The leaders of British Columbia’s two main political parties sprinted to get their message out Monday, one day before the finish line would deliver one of them an election victory.
New Democrat Leader Adrian Dix was to campaign for 24 hours straight, making 15 election stops during his 1,700- kilometre tour as far north as Prince George.
He planned to continue his efforts to woo voters until 7 a.m. Tuesday, an hour before polls open.
Liberal Leader Christy Clark also had a long day ahead, with 10 events scheduled until Monday night in her home riding of Vancouver-Point Grey.
For Clark, the last full day of campaigning was similar to the first, as she warned voters about what the New Democrats could do to the provincial economy.
Surrounded by Liberal candidates in a packed office in Surrey, B.C., Clark said only the Liberals can save the province from the NDP.
“Every one of you has it in your power to stop the NDP’s out-of-control spending that will drive British Columbia back into the ditch we were in the 1990s.”
“We can stop the NDP from driving us deeper into debt. We can stop the NDP from raising taxes on our families. We can stop the NDP from sending our kids to Alberta to find jobs.”
Dix said that if the New Democrats win the election the party would be inheriting a negative fiscal situation and a jobs plan that actually shed employment.
He agreed that the economy is a top priority and said the New Democrats would work with business, labour and communities to invest in skills training.
“A platform that is pro economic growth but takes care of our environment. We don’t believe that there’s a contradiction there,” he said in the opening hours of his 24-hour marathon.
“I think that people who vote on the economy in this election need to seriously consider voting for the B.C. NDP,” he told reporters.
Clark’s Liberals were well back in the polls when the election campaign started last month, but recent surveys say she’s managed to close the gap.
She even took a few minutes to chide Dix for his 24-hour campaign, saying he was taking voters for granted.
“The NDP marathon tour reminds me of the kid who forgot to do his homework and then at the last minute, the night before, decides to cram for the exam,” she said. “My experience is if you want to succeed on exam day, you do your homework for the month before.”
She said she was feeling really confident about Tuesday’s vote because party members worked very hard to succeed.

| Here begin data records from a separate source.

PR #272, opened 2025-09-08
feat:added profile functionality

Dhiren-Mhatre:
### New Features

  - Added profile-based authentication support compatible with cdis-data-client
  - New CLI commands: gen3 configure, gen3 list-profiles, gen3 show-profile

“As we’ve travelled the province and the momentum has built, I really have heard people talking about how important the economic questions are in front of them.”
Accompanied by her son Hamish, Clark campaigned in the Lower Mainland and southern Vancouver Island Monday.
On a campaign swing through Courtenay, B.C., Dix said he always knew the election would be close.
“If people want change they have to stick together and vote NDP. We want to govern and make things better for B.C. And that’s what this election is about.”
In Williams Lake, Dix was greeted by a small but enthusiastic crowd at the airport.
“What time is it? It’s time for a change,” the two dozen people chanted.
Former BC rail supervisor Wayne Potter showed up to greet Dix, saying he’s been waiting for more than a decade to see the NDP toss the liberals from office.
“The Liberals devastated everything, including myself,” said Potter, adding he suffered a heart attack due partly to the stress of losing his railway job.
“I’ve been waiting for 10 years for this.”
In the dying hours of the election, the Liberal party released what it said was a document revealing the NDP’s real plans if it forms government on Tuesday.
Finance Minister Mike de Jong’s said the November 2010 policy document from the New Democrats said the party would eliminate independently owned beer and wine stores, cut funding to private schools while providing free post-secondary education and nationalize independent power projects.
“That is a philosophical approach to governance that will influence a whole series of decisions, whether or not Mr. Dix ever reveals that or confirms that directly that is an attitude towards the development of our future that apparently exists within the leadership of the NDP,” de Jong told a news conference.
Dix brushed off the claims, saying the Liberals are simply playing games.
“Our platform is our agenda for government, and that is clear.”